Ok - thanks for the update. Could you also try with transformers==4.33.2? I am trying to determine whether the transformers version may also be related to the issue.

— Reply to this email directly, view it on GitHub https://github.com/pytorch/TensorRT/issues/2415#issuecomment-1798041142, or unsubscribe https://github.com/notifications/unsubscribe-auth/AFPE2TDTFP2UC4A5RWSKM23YDHXOXAVCNFSM6AAAAAA6Q446XWVHI2DSMVQWIX3LMV43OSLTON2WKQ3PNVWWK3TUHMYTOOJYGA2DCMJUGI . You are receiving this because you were mentioned.Message ID: @.***>

sayakpaul commented 11 months ago

@gs-olive I have a chance to do the benchmarking for Stable Diffusion. Here are the timings:

With compilation: False, and TensorRT: False in 3.767 seconds
With compilation: True, and TensorRT: False in 3.045 seconds
With compilation: True, and TensorRT: True in 1.157 seconds

Env:

  1. ghcr.io/pytorch/tensorrt/torch_tensorrt:release_2.1
  2. transformers==4.33.2 diffusers==0.21.4
  3. Code: https://gist.github.com/sayakpaul/2e4534b205841ccce085400b8c42da85

Will see with SDXL too.

sayakpaul commented 11 months ago

Also, a bit suprising that with diffusers and transformers latest stable releases timings are quite off:

With compilation: False, and TensorRT: False in 1.708 seconds
With compilation: True, and TensorRT: False in 1.447 seconds
With compilation: True, and TensorRT: True in 2.379 seconds

But if I keep the transformers version to 4.33.2 and diffusers to the latest stable release then the timings are:

With compilation: False, and TensorRT: False in 3.512 seconds
With compilation: True, and TensorRT: False in 3.061 seconds
With compilation: True, and TensorRT: True in 1.181 seconds

Are you able to reproduce these numbers on a 80GB A100?

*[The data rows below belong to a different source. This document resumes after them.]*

PR #5406, opened 2024-07-02
WiP: Replace libgcrypt-config with pkg-config

schrotthaufen:
Libgcrypt 1.11.0 deprecated libgcrypt-config in favor for gpgrt-config, which doesn't emit -lgcrypt. pkg-config does, though.

See also:
 * https://dev.gnupg.org/T7165
 * https://git.gnupg.org/cgi-bin/gitweb.cgi?p=libgcrypt.git;a=commit;h=2db5b5e995c21c5bd9cd193c2ed1109ba9b1a440

This should fix #5405

I only tested this on Arch Linux.

PR #6137, opened 2025-09-15
dev container: do not work-around libgcrypt dev interface change

rgerhards:
there was "workaround" introduced in the container which prevented to detect some issues in libgrypt-related code. This was probably done to get newer version in dev env without the need to adapt code to broken libgrypt API level in new version.

That prevented issues in https://github.com/rsyslog/rsyslog/pull/5406 to be deteced.


rgerhards:
verified to work, also with #6136 (@zhw2101024 thx for your help!)

PR #6155, opened 2025-09-19
CI: fix zookeeper install errors

rgerhards:
Provide different file name for zookeeper tar - it looks like apache changed the name (not sure, but it worked previously).

Also now cached the file on rsyslog.com, so that we have reliable access even on name change or apache download rate-limiting.


rgerhards:
this seems not to solve all issues, but at least some. Current CI failures are other flakes.

PR #276, opened 2022-08-11
ci: build requirements.txt and SBOM artifacts only on release

jenstroeger:
It’s probably enough to build the `requirements.txt` file and the SBOM only when we create a release…

@behnazh we currently build and upload the release artifacts with _every run_ of the workflow, and only the “Update release tag” step is guarded

https://github.com/jenstroeger/python-package-template/blob/c7541754294c634cd807068ffaf37bd0279cbb52/.github/workflows/build.yaml#L124

Should we limit the other steps too?

### DIFF
--- a/.github/workflows/build.yaml
+++ b/.github/workflows/build.yaml
@@ -92,15 +92,16 @@ jobs:
       # those targets first and only builds the package if they succeed.
       run: |
         # Build the sdist and wheel distribution of the package and docs as a zip file.
-        # Generate the requirements.txt that contains the hash digests of the dependencies.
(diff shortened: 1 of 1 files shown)


jenstroeger:
Hmm… maybe another reason why we want to build the `requirements.txt` file only on release, i.e. only on Linux: https://github.com/jenstroeger/python-package-template/runs/7787360179?check_suite_focus=true#step:9:166

behnazh (approved):
We need to be more careful with the `refactor` scope in the commit message as it ends up in the CHANGELOG.md by default. 

Wouldn't `ci` bee enough here?

PR #283, opened 2022-08-17
chore: add reviewers to the Dependabot configuration

jenstroeger:
We can assign one or more reviewers to PRs that Dependabot opens ([docs](https://docs.github.com/en/code-security/dependabot/dependabot-version-updates/configuration-options-for-the-dependabot.yml-file#reviewers)), and perhaps it’s worthwhile adding to the configuration? Not sure if we want to comment that out or leave it as an active feature.

We we add this change, we probably should document it in our README.

### DIFF
--- a/.github/dependabot.yaml
+++ b/.github/dependabot.yaml
@@ -14,6 +14,9 @@ updates:
     include: scope
   open-pull-requests-limit: 13
   target-branch: staging
+  reviewers:
+  - jenstroeger
+  - behnazh
 
 - package-ecosystem: github-actions
   directory: /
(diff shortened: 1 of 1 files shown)


behnazh (commented):
I'm not sure adding our usernames to a template repo that is meant to be used by others is a good idea :neutral_face:

jenstroeger:
Or comment it out. I just wanted this in there for documentation purposes (and because I know we’ll use it in other repos).

behnazh:
> Or comment it out. I just wanted this in there for documentation purposes (and because I know we’ll use it in other repos).

SGTM.

behnazh (approved):

PR #285, opened 2022-08-18
chore: use actual .venv directory name in nuke-caches Makefile recipe

jenstroeger:
This is to be consistent with the remainder of the Makefile where we’ve established the convention that the Python virtual environment is the `.venv/` folder. The `VIRTUAL_ENV` environment variable, in contrast, is used only to check whether a virtual env was _activated_ but not to determine its location.


jenstroeger:
@behnazh nice to see that there are no more complaints if the PR title differs from the commit title 😉

behnazh (approved):

PR #291, opened 2022-08-23
refactor(ci): remove write permissions from build.yaml

behnazh:


.github/workflows/release.yaml
```diff
@@ -11,13 +11,71 @@ permissions:
...
+    - name: Upload the Release Notes
+      uses: actions/upload-artifact@3cea5372237819ed00197afe530f5a7ea3e805c8 # v3.1.0
+      with:
+        name: ${{ env.ARTIFACT_NAME }}
+        path: dist
+        if-no-files-found: error
+        retention-days: 1
+
+
+
```
jenstroeger, line 71: Maybe just one line?

.github/workflows/release.yaml
```diff
@@ -32,7 +90,6 @@ jobs:
       base64-subjects: ${{ needs.build.outputs.artifacts-sha256 }}
 
   release:
-    if: ${{ github.ref == 'refs/heads/main' && !startsWith(github.event.commits[0].message, 'bump:') }}
```
jenstroeger, line 35: Removing this guard is ok because `build` may not run, therefore `release` doesn’t run?

jenstroeger (commented):
Looks good 🥳

.github/workflows/release.yaml
behnazh: > Removing this guard is ok because `build` may not run, therefore `release` doesn’t run?

Yes, that's correct. Here is the dependency chain which saves us from repeating the guard:
```
check -> bump (guarded) -> build -> provenance -> release
```

jenstroeger:
This change won’t address the [failing Dependabot action runs](https://github.com/jenstroeger/python-package-template/runs/7947365203?check_suite_focus=true), yes?

behnazh:
> This change won’t address the [failing Dependabot action runs](https://github.com/jenstroeger/python-package-template/runs/7947365203?check_suite_focus=true), yes?

This could be fixed now as we don't need the secrets with write permissions anymore. From this [blog](https://github.blog/changelog/2021-02-19-github-actions-workflows-triggered-by-dependabot-prs-will-run-with-read-only-permissions/).

>workflow runs that are triggered by Dependabot from push, pull_request, pull_request_review, or pull_request_review_comment events will be treated as if they were opened from a repository fork. This means they will receive a read-only GITHUB_TOKEN and will not have access to any secrets available in the repository. This will cause any workflows that attempt to write to the repository to fail.

But I'm not sure, and we need to try it out.

jenstroeger:
Also, should we change these 

https://github.com/jenstroeger/python-package-template/blob/9b08ae2dc65793b2c9232a630af274bff6f0f63d/.github/workflows/build.yaml#L68-L69

https://github.com/jenstroeger/python-package-template/blob/9b08ae2dc65793b2c9232a630af274bff6f0f63d/.github/workflows/build.yaml#L75-L77

to single-lines:
```yaml
run: <cmd>
```
instead of using a [Literal Block Scalar](https://docs.ansible.com/ansible/latest/reference_appendices/YAMLSyntax.html#yaml-basics) that just contains a single command?

.github/workflows/release.yaml
```diff
@@ -11,13 +11,71 @@ permissions:
...
+        pip install --upgrade pip wheel
+        pip install 'commitizen ==2.32.1'
+    - name: Create changelog and bump
+      run: |
+        # Set up the GitHub user and email as author for the release commit.
+        git config --global user.name $USER_NAME
+        git config --global user.email $USER_EMAIL
+        git config --list --global
+        # First generate the CHANGELOG diff to use as release notes.
+        mkdir -p dist
```
jenstroeger, line 54: Technically we don’t need `dist/` here anymore, do we?

behnazh: We actually need it because we don't call `make setup` here for efficiency concerns.

jenstroeger:
Hmm, I think we could remove `commitizen` and `twine` from the dependencies in `pyproject.toml`, they’re installed and used _only_ in Release and PR Actions 🤔

behnazh:
> Hmm, I think we could remove `commitizen` and `twine` from the dependencies in `pyproject.toml`, they’re installed and used _only_ in Release and PR Actions thinking

I think they need to be there, so that they can get recorded in the (s/i)bom though. They're used for creating the release commit and uploading the artifacts.

jenstroeger:
> I think they need to be there, so that they can get recorded in the (s/i)bom though. They're used for creating the release commit and uploading the artifacts.

It would probably make sense to document that, e.g. a note in the `pyproject.toml` to remind users to that the Actions install their own versions? We want to make sure that the BOM is consistent.

behnazh:
> > I think they need to be there, so that they can get recorded in the (s/i)bom though. They're used for creating the release commit and uploading the artifacts.
> 
> It would probably make sense to document that, e.g. a note in the `pyproject.toml` to remind users to that the Actions install their own versions? We want to make sure that the BOM is consistent.

Agreed. Would it be better to be addressed in the other [PR](https://github.com/jenstroeger/python-package-template/pull/284)?

jenstroeger (approved):

PR #314, opened 2022-09-07
fix: remove requirements.txt when cleaning the distribution artifacts

jenstroeger:
We use the `requirements.txt` file as a distribution artifact, so we should delete it as part of the distribution too. Methinks.


behnazh (approved):
Maybe rephrase the commit message? It's not very clear what you mean by distribution.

sayakpaul commented 11 months ago

I also extended the above the script to use SDXL and the timings (updated here):

With compilation: False, and TensorRT: False in 6.713 seconds
With compilation: True, and TensorRT: False in 6.417 seconds
With compilation: True, and TensorRT: True in 5.537 seconds

I have set transformers version to 4.33.2 and I am using diffusers latest.

gs-olive commented 11 months ago

Thanks for the follow-up. It seems that in the newer transformers and diffusers versions, some of the operators have changed in the Stable Diffusion models, so our converter support is different which can affect performance. We have issues filed to support these as well, so the performance can be more uniform across transformers and diffusers versions.